:: Aim of the task ::
Determine how many lines in the records hold the word "before". Return the number alone.

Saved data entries

__________

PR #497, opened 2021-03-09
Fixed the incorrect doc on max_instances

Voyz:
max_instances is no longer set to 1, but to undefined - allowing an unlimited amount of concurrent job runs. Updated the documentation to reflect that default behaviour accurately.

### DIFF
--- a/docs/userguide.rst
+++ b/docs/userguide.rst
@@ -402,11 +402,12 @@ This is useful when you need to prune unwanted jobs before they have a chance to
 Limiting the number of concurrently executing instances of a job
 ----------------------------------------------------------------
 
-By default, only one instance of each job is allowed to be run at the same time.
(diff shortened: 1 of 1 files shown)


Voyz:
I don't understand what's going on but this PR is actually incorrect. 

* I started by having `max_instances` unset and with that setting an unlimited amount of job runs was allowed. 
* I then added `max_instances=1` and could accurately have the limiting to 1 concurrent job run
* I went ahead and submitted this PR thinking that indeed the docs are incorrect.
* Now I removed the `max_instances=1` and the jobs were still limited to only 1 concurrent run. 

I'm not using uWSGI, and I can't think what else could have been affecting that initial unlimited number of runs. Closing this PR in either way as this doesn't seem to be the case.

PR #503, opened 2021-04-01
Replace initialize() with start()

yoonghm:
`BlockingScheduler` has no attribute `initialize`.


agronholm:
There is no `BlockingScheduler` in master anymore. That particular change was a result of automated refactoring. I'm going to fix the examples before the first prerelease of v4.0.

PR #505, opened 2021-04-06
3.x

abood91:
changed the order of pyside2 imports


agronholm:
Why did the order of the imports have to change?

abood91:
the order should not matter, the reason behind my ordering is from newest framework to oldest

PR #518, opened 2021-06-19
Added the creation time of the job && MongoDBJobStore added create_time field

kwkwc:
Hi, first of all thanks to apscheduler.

__________

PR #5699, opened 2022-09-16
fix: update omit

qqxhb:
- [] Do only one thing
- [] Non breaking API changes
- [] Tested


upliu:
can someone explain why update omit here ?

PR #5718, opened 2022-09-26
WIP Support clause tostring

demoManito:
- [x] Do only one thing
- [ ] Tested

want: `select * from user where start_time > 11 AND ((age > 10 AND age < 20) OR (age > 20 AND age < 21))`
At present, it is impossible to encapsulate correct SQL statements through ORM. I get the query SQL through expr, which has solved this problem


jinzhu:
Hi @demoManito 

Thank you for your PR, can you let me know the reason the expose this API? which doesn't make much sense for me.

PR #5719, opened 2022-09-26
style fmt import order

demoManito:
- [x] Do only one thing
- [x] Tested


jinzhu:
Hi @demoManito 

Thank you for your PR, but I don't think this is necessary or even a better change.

__________

:: Response for this exercise ::
2